The high heavy metal content hinders the valorisation of the algae. In this regard, both national and international regulations have defined limits to the concentration of metals in algae for certain uses, such as fertiliser or animal feed. For example, European Commission Regulation (EU) 2019/1869 of 7 November 2019 sets limits of 10 mg·kg⁻¹ for arsenic, 10 mg·kg⁻¹ for lead, and 0.1 mg·kg⁻¹ for mercury in complete feeds entirely from seaweed (%DW = 88%) in the European Union [100]. All the batches studied (Table 4) exhibit an arsenic content that is too high to be used as animal feed.

The implementation of a seaweed biorefinery process would make it possible to generate high added-value fractions free of heavy metals. Indeed, when alginates are extracted, their transformation into alginic acid and then into sodium alginate would enable toxic cations to be replaced by sodium ions.

5. Conclusions

This study was carried out to determine the variation in composition of various batches of Sargassum spp. seaweeds depending on the area and year of harvest. In accordance with previous works, it was shown here that the seaweeds are mainly composed of alginates (17.75–30.19% DW), glucan (14.59–22.00% DW), minerals (14.48–19.86% DW) and fucan (8.21–12.63% DW). They have low contents of lipid, mannitol, and polyphenol (0.40–1.10% DW, 1.95–2.80% DW, and 7.45–11.02 mg·g⁻¹ GAE, respectively). Fatty acid profiles of the Sargassum lipid extracts showed that the major fatty acid is palmitic acid. In addition, there are great similarities between the different batches of algae. By using this analytical method, the nitrogen/protein conversion factor was determined to be 6.54, which is specific to Sargassum spp., and is quite different from values proposed in previous studies. It also has been identified that the acid-insoluble residue was not lignin but a degradation product of alginates. Finally, high contents of toxic heavy metals were found in the Sargassum, with some batches exceeding European standards for animal feed. The concentration of these metals does not seem to depend on the location of harvest (localised pollution).
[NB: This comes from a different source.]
Issue #1310, opened 2022-08-03
GetProcessSettings should not return volumeClaimTemplate for stateless processes


johscheuer:
### What would you like to be added/changed?

When a user calls `spec.GetProcessSettings("stateless")` the pod template will contain a volumeClaimTemplate which will be ignored in a later state (here: https://github.com/FoundationDB/fdb-kubernetes-operator/blob/main/internal/pod_models.go#L332-L345) I think it makes more sense to remove the volumeClaimTemplate directly in the `spec.GetProcessSettings` method to prevent confusion on the user side.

This study has shown that structural carbohydrates (glucan, fucan, alginates) show little variation depending on where they are collected; although there was a greater difference depending on harvesting year. The other analytes, present in smaller quantities, show greater variability in their levels, which can vary up to a factor of four (lipids). Analysis of the floats showed a composition similar to that of the rest of the algae. Seaweed storage in the spreading zone did not seem to alter their composition. In summary, the variability in the composition of the algae does not appear to be a hindrance to their future exploitation but the presence of high levels of heavy metals can hinder their use in certain applications (materials, animal feed, fertilisers, etc.), except for energy recovery. A solution could lie in the choice of processes used in the biorefinery to separate them from the fractions of interest.